■ **Exercise directions**
Show each line of the data below in which "basically" occurs.

[Stored entries]
* * * * * * * * *
PR #534, opened 2024-01-18
BUG: Parachute Pressures not being Set before All Info.

phmbressan:
## Pull request type

## Checklist

## Current behavior

The method `export_pressure` incorrectly calls the `lists`: `parachute.clean_pressure_signal` and `noisy_pressure_signal` as if they were functions. Furthermore, this data is not set before the call of the `all_info`, which could lead to invalid exports if it was working.

The issue when trying to export the pressure was: 

```py
   3091 for parachute in self.rocket.parachutes:
   3092     for t in time_points:
-> 3093         p_cl = parachute.clean_pressure_signal(t)
   3094         p_ns = parachute.noisy_pressure_signal(t)
   3095         file.write(f"{t:f}, {p_cl:.5f}, {p_ns:.5f}\n")

TypeError: 'list' object is not callable
```

## New behavior

The employed fix was to call the method that set these values not in the `all_info`, but after `Flight` computations. On top of that, the incorrect `list` calls were substituted by their `_function` counterparts.

Now the data is being exported correctly: 

```
0.000000, 85639.55296, 85652.28657
1.000000, 85228.90121, 85223.88463
...
```
## Breaking change

- [X] No

### DIFF
--- a/.pylintrc
+++ b/.pylintrc
@@ -435,6 +435,7 @@ disable=raw-checker-failed,
         use-implicit-booleaness-not-comparison-to-zero,
         no-else-return,
         inconsistent-return-statements,
+        unspecified-encoding,
 
 # Enable the message, report, category or checker with the given id(s). You can
 # either give multiple identifier separated by comma (,) or put this option
--- a/CHANGELOG.md
+++ b/CHANGELOG.md
@@ -40,6 +40,7 @@ straightforward as possible.
 
 ### Fixed
 
+- BUG: Parachute Pressures not being Set before All Info. [#534](https://github.com/RocketPy-Team/RocketPy/pull/534)
 - BUG: Invalid Arguments on Two Dimensional Discretize. [#521](https://github.com/RocketPy-Team/RocketPy/pull/521)
 
 ## [v1.1.4] - 2023-12-07
--- a/rocketpy/plots/flight_plots.py
+++ b/rocketpy/plots/flight_plots.py
@@ -817,7 +817,6 @@ class _FlightPlots:
         if len(self.flight.parachute_events) > 0:
             for parachute in self.flight.rocket.parachutes:
                 print("\nParachute: ", parachute.name)
-                self.flight._calculate_pressure_signal()
                 parachute.noise_signal_function()
                 parachute.noisy_pressure_signal_function()
                 parachute.clean_pressure_signal_function()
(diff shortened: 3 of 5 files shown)


Gui-FernandesBR (approved):
Well done!

I think we should adopt the `Function.savetxt` to do the same job once we finish its PR.

Nevertheless, for this hotfix I think we are fine with the solution, thanks.

giovaniceotto:
Should we expect any significant increase in simulation execution speed since we are adding a new call inside `Flight.__init__`?

phmbressan:
> Should we expect any significant increase in simulation execution speed since we are adding a new call inside `Flight.__init__`?

That could be tested, of course, but I don't think so. The method basically makes two Function instances per parachute if I recall correctly.

Unless the simulation has unusualy too many points or a lot of parachutes, the time spend should be in the `ms` range.

Again, that could be easily tested later. This solution is not the best one, but I do think it involves the least amount of changes for a Hotfix.

I am open to other suggestions.

Gui-FernandesBR:
> > Should we expect any significant increase in simulation execution speed since we are adding a new call inside `Flight.__init__`?
> 
> That could be tested, of course, but I don't think so. The method basically makes two Function instances per parachute if I recall correctly.
> 
> Unless the simulation has unusualy too many points or a lot of parachutes, the time spend should be in the `ms` range.
> 
> Again, that could be easily tested later. This solution is not the best one, but I do think it involves the least amount of changes for a Hotfix.
> 
> I am open to other suggestions.

I reviewed it again and I don't think it's a problem. The new behavior is not prejudicial in terms of code performance.

Gui-FernandesBR:
In order to prevent future errors, we ideally should implement unit test for the methods we fix in hotfixes.
I did that in my last commit [a3e49a2](https://github.com/RocketPy-Team/RocketPy/pull/534/commits/a3e49a24b593c0548fa209cc28f2cd80aef2d9ab).

@phmbressan please review the commit and feel free to proceed and merge.

phmbressan:
> In order to prevent future errors, we ideally should implement unit test for the methods we fix in hotfixes.
> I did that in my last commit [a3e49a2](https://github.com/RocketPy-Team/RocketPy/pull/534/commits/a3e49a24b593c0548fa209cc28f2cd80aef2d9ab).
> 
> @phmbressan please review the commit and feel free to proceed and merge.

Since I opened the PR GitHub does not allow me to submit an approval.

Gui-FernandesBR (approved):

Gui-FernandesBR (approved):

MateusStano (approved):
Good! The export pressure function has broken a million times before. Its good that we finally have a test for it!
* * * * * * * * *
■ **Reply**
That could be tested, of course, but I don't think so. The method basically makes two Function instances per parachute if I recall correctly.
> That could be tested, of course, but I don't think so. The method basically makes two Function instances per parachute if I recall correctly.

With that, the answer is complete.